The patch should be included in the daily builds available at
http://dev-builds.libreoffice.org/daily/ in the next 24-48 hours. More
information about daily builds can be found at:
http://wiki.documentfoundation.org/Testing_Daily_Builds

Affected users are encouraged to test the fix and report feedback.
Comment 17 Mark Mclean 2017-02-15 18:29:59 UTC
Well. I think I am to be here again?? I loaded 5.3.0.3. 
My ods file was OK, looked good, I entered date, time, saved, 3 times, worked good.
xls file opened OK, looked good, entered date, time, saved, it took a long time saving, and went from 3.7 to 150.2mb.
Opened xls 2 more times, blank. I took screen shots.
Comment 18 Justin L 2017-02-15 18:39:57 UTC
(In reply to Mark Mclean from comment #17)
> Well. I think I am to be here again?? I loaded 5.3.0.3. 
> My ods file was OK, looked good, I entered date, time, saved, 3 times,
> worked good.
> xls file opened OK, looked good, entered date, time, saved, it took a long
> time saving, and went from 3.7 to 150.2mb.

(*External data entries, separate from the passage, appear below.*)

Issue #1806, opened 2015-10-09
Generic ModelChooserBlock for StreamField


LiamBrenner:
I'd like to propose a `ForeignBlock` or similar using `models.ForeignKey` as it's base for allowing integrations with other model clusters/models. It would most likely need to extend `blocks.ChooserBlock` and shouldn't be too difficult.

gasman:
The current recommended way of doing this would be to register your target model as a snippet (http://docs.wagtail.io/en/v1.1/topics/snippets.html), and use [SnippetChooserBlock](http://docs.wagtail.io/en/v1.1/topics/streamfield.html#snippetchooserblock).

However, in future we intend to move towards adopting [wagtailmodeladmin](https://github.com/ababic/wagtailmodeladmin) so that we can support arbitrary models within Wagtail admin without them having to be registered as snippets - and a general 'ModelChooserBlock' would be an important part of that.

timorieber:
+1

pymarco:
+1

Proper-Job:
I'm sorry if I missed it, but is there a way to select a ModelAdmin instance from within a StreamField now that wagtailmodeladmin has been released?

gasman:
@Proper-Job Not currently, no.

Proper-Job:
Ok, thanks.

ababic:
I think the blocker to having a ModelAdmin-based chooser has been: ModelAdmin classes know about the model they represent, but there's no easy way to access a ModelAdmin class when provided with model. Without moving to a 'django-like' registration method, where the relationships between models and ModelAdmin classes are stored in a central/reference-able place, I don't see how we can circumvent this. But that has a tonne of other implications that need thinking through. That's maybe a discussion for the developers board though, rather than here.

JoshBarr:
We at Springload have a generic ModelChooserField in the works, but it:

* Relies on the React ecosystem 
* Relies on a very basic REST API endpoint that does 'creative' things to serializers. 
* Has no tests (yet)
* Has no translations (yet)
* Has no docs (yet)

If anyone's interested in helping out with it, I'll publish the code.

kaedroho:
That's similar to the idea I have with admin view sets (#2113). This would be a place for "view sets" to be registered within Wagtail admin. This would automatically set up URLs to those views, menu items, admin API, etc. A generic chooser block could be implemented using this.

[...]

PR #4380, opened 2018-03-15
Handle ValueError in case the form send '' instead of int for ChooserBlock

Parbhat:
I encountered an issue while extending `ChooserBlock` to work with a Django model. As mentioned in Issue #1806 `SnippetChooserBlock` is the recommended method. I am not sure if this should go into Wagtail core so thought to get the views from core developers.

The following code works fine but when no service is selected Instead of giving `Validation error: Field required` got Server error `ValueError: invalid literal for int() with base 10:`.

```python
class ServiceChooserBlock(blocks.ChooserBlock):
     target_model = Service
     widget = forms.Select
```

On looking into the code, `value_from_form ` is the function which takes value from the form. When no service is selected, the value sent by form is `''` which breaks here 

```python
return self.target_model.objects.get(pk=value)
```

### DIFF
--- a/wagtail/core/blocks/field_block.py
+++ b/wagtail/core/blocks/field_block.py
@@ -571,7 +571,7 @@ class ChooserBlock(FieldBlock):
         else:
             try:
                 return self.target_model.objects.get(pk=value)
-            except self.target_model.DoesNotExist:
+            except (self.target_model.DoesNotExist, ValueError):
                 return None
 
     def clean(self, value):


gasman:
Thanks @Parbhat!
Related: #3169, #4351. (`ChooserBlock` was never designed to be used directly with a Select widget, and we'd need additional fixes / tests / documentation before we can consider this to be a supported setup.)

Parbhat:
@gasman Thanks for the review. Yes, it is better to have tests / Documentation to make it a supported feature. I am currently using `ChooserBlock` in a project by making the fix in the subclass `ServiceChooserBlock` and it works fine. Will work on the tests/docs and hopefully find more issues and fix them.

gasman:

Parbhat:
Thanks for creating a separate issue.

Issue #4199, opened 2018-01-15
Making Wagtail Accessible for users with disabilities


mush42:
Hello everyone,

After reading the docs, I've decided to use Wagtail on one of my personal projects.

Since I'm blind, I've discovered that my experience on editing content would be rather unpleasant, because the admin interface of Wagtail has some accessibility problems.

For example, the icon-font being used in the admin is not screen-readers friendly, it keeps adding random letters wherever it is used. This happen because it doesn't use the safe-unicode character range. This could be resolved by a simple javascript function which hides the icons  from screen-readers.

## Proposal:

Making Wagtail an accessible content management system. By adding necessary markup (and scripts) to wagtail's templates and outputs.

## Goal:

Enable the users of Assistive technology to efficiently manage and edit content in a Wagtail powered site.

## Rationale:

> "It is essential that the Web be accessible in order to provide equal access and equal opportunity to people with disabilities. An accessible Web can also help people with disabilities more actively participate in society. Also, web accessibility is required by laws and policies in some cases." --- Web Accessibility Initiative (https://www.w3.org/WAI/intro/accessibility.php)

## Execution:

I'll make a list of each area of Wagtail that may need some accessibility related fixes, and open an issue for each one.

## Questions:

- Is openning issues is the preferred way? or should I fix it myself and create a pull request?
- If yes, how pull request should be structured? in a batch or on a feature by feature bases?

Regards,

thibaudcolas:
Hey @mush42, thank you for reaching out and taking the time to write such a well thought-out issue. Making Wagtail accessible is something we care a lot about, even though I don't think we've stated it formally so far.

Generally, I think what we need first and foremost is to be told what to do and to define some standards for current and future developments (and enforce them in pull request reviews). This could take the form of some documentation and/or automated tests. Then, there are the existing problems with the admin, where it would help us tremendously if you took the time to give us your take – and then helped us prioritise what to fix.

The approach I would advise is for you to first make an audit of all the issues you encounter, listing them here, and indicating how problematic they are. Then we can discuss how best to address them, and make separate issues / pull requests for each problem (the smaller the PR, the easier for us to merge it). You're more than welcome to make pull requests, but I imagine it would be quite an undertaking to fix everything. I would advise you to first define what to do – then it'll be easier for others to contribute too.

---

Here are specific issues we're already aware of:

- #2224 *Certain colours combinations not validating against WCAG AA*
[...]

Issue #1224, opened 2015-04-21
Convert icon font to SVG: make icons screen-reader friendly and easier to update


JoshBarr:
We just had a user try to access the CMS from a tethered mobile device, and they were worried about all the "q" characters showing up in the admin interface before the fonts loaded... I think possibly their connection closed before the whole font downloaded, so they had a mix of icons and placeholder characters showing up in their interface.  

Is there a way we could more gracefully handle the flash of unstyled content, or preload the typefaces ahead of showing the UI?

davecranwell:
The more I read up on icon fonts the more I conclude they're actually not that great, for precisely these brittleness issues. I'd much rather convert all icon use to SVG sprites.

tmsndrs:
I agree. Inline SVG is much better. I've had a couple of sessions where the icon font just hasn't loaded at all (I didn't look into why at the time). 

Good SVG vs icon font write up here https://css-tricks.com/icon-fonts-vs-svg/

davecranwell:
That's the exact article I had in mind.

JoshBarr:
+1. We use SVG for pretty much everything.

tomdyson:
@JoshBarr is this something that you or your team could help with?

davecranwell:
The use of pseudo-elements is also a pain in the neck at the moment, due to the slightly unpredictable nature of EMs etc.

I'd imagine the fix for this might be to replace all uses of icon-specific classes with a template tag that outputs `<svg><use ...></svg>`, referencing a giant inline svg sprite at the top of the page.

Does this align with your approach @JoshBarr ?

gasman:
If we're going to be rethinking our approach to icons, then let me put in a few wishlist requests...

* If adding a new icon is going to involve updating a central resource (e.g. font / sprite), document the process for doing that
* Make it possible for end-users to define their own icons in addition to wagtailadmin's stock set, for use in StreamField blocks or custom (hook-defined) menu items

davecranwell:
Adding icons to the global set could be done with a hook which adds a user's own svg sprite inline to the top of the page. Our proposed icon template tag would continue to work as normal, because the user could just reference the IDs within their custom svg instead of the core one.

JoshBarr:
We've been using a CSS file with base64 encoded SVGs through Grunticon, like this: [Kiwibank sprite sheet](http://kiwibank.co.nz/assets-personal-banking/css/icons.data.svg.css)

[...]

PR #4381, opened 2018-03-15
Add icon template tag with accessibility options (PoC)

SanderTuit:
At the moment, the admin interface has accessibility issues, as mentioned in https://github.com/wagtail/wagtail/issues/4199. One of these issues is with icons (from the icon font): these add characters to the admin when read out loud by a screenreader. Some icons don't have an accompanying label and are not accessible at all for screenreader users. 

To address these issues, icons shouldn't be defined on the enclosing element, for instance a `<a>` tag, but should be defined in their own element, for instance a `<span>`. To facilitate this, this proof-of-concept adds a template tag for icons. The template tag generates an accessible icon by default:
- When the icon is decorative only, it will be hidden from screenreaders (`aria-hidden`)
- When the icon has a (visible) label, the label will be read out loud by screenreaders
- When the icon doesn't have a visible label but is non-decorative, the text will be hidden, but will be read out loud by screenreaders. (`'class="sr-only"`)

By using a template tag, icon usage can be standardized as a re-usable 'component'. In this proof-of-concept we chose to use a separate template tag library, which can be expanded to include other UI components like buttons. By using a template tag it's also possible to change the interface icon-by-icon, which might be necessary since switching to separate `<span>`'s requires CSS changes.

### DIFF
--- a/wagtail/admin/templatetags/wagtailui_tags.py
+++ b/wagtail/admin/templatetags/wagtailui_tags.py
@@ -3,16 +3,15 @@ from django import template
 register = template.Library()
 
 
-@register.inclusion_tag("wagtailadmin/shared/icon.html",
-                        takes_context=False)
-def wagtail_icon(classnames, title='', show_label=True, decorative=True):
+@register.inclusion_tag("wagtailadmin/shared/wagtail_icon.html", takes_context=False)
+def wagtail_icon(name=None, classname='', title=None):
     """
-    Usage: {% wagtail_icon classnames title show_label decorative %}
+    Usage: {% wagtail_icon name="cogs" classname="icon--red" title="Settings" %}
 
-    The css classes necessary to show the icon are provided as a first argument.
-    The 'title' argument is optional, but recommended. When 'show_label' is True, the title is shown next to the icon.
-    When an icon is marked decorative, it is hidden for screenreaders (a11y). If 'decorative' is False, the title is
-    visible for screenreaders, regardless whether 'show_label' is True or not.
-
+    First load the tags with {% load wagtailui_tags %}
     """
-    return {'classnames': classnames, 'title': title, 'show_label': show_label, 'decorative': decorative}
+    return {
+        'name': name,
+        'classname': classname,
+        'title': title,
+    }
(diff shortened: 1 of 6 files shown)


thibaudcolas:
🎉 🎉 will try this right away

wagtail/admin/templatetags/wagtailui_tags.py
```diff
@@ -0,0 +1,18 @@
...
+register = template.Library()
+
+
+@register.inclusion_tag("wagtailadmin/shared/icon.html",
+                        takes_context=False)
+def wagtail_icon(classnames, title='', show_label=True, decorative=True):
+    """
+    Usage: {% wagtail_icon classnames title show_label decorative %}
+
+    The css classes necessary to show the icon are provided as a first argument.
```
tomdyson: css -> CSS

wagtail/admin/templatetags/wagtailui_tags.py
```diff
@@ -0,0 +1,18 @@
...
+    The 'title' argument is optional, but recommended. When 'show_label' is True, the title is shown next to the icon.
+    When an icon is marked decorative, it is hidden for screenreaders (a11y). If 'decorative' is False, the title is
```
tomdyson: "marked decorative" -> "marked as decorative"

SanderTuit:
Thanks @thibaudcolas and @tomdyson! 

We need to decide on a couple of things for this to be implemented.

1. Is a template tag like in this proof-of-concept the right way to implement icons in the admin?
2. There's an open issue on migrating the icon font to SVG (https://github.com/wagtail/wagtail/issues/1224). Given the fact that CSS changes are necessary for this implementation, would it be better to address these problems at the same time?
3. In the current proof-of-concept implementation we use the same `classnames` argument that is used for menu items for compatibility reasons. However the new React (icon) components use a different approach where `icon icon-` is automatically added to the icon name. Would it be preferable to use the same method in both places and sacrifice backwards compatibility?

thibaudcolas:
Thank you @SanderTuit, this is amazing. I'm disappointed I didn't have more time to review / merge / help with this during the sprint, but will definitely get back to it this week.

I think this template tag is great from the call site’s perspective – I'll be merging this as soon as possible so we can start using it in the existing templates. The actual icon implementation will change to align with that of React, but I'll take care of that. SVG re-implementation isn't as big of a priority as making this accessible.

For question 3 about `classnames` vs icon `name` – good question 🙂I'll try to use this template tag across Wagtail core and we'll see what breaks!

> Opened xls 2 more times, blank. I took screen shots.

Hi Mark,
   We know that it didn't work in 5.3.0. The fix from today goes into 5.3.1 which will be released in about a month, and also in 5.2.6 which will be similarly be released in about a month.  Until then, you will need to use 5.2.4.  Sorry for the trouble.
Comment 19 Xisco Faulí 2017-02-20 13:26:27 UTC
*** Bug 106104 has been marked as a duplicate of this bug. ***
Comment 20 Xisco Faulí 2017-03-17 10:54:42 UTC
*** Bug 106589 has been marked as a duplicate of this bug. ***
Comment 21 Artem 2017-03-17 11:12:27 UTC
Confirm the problem is fixed in 3.5.1.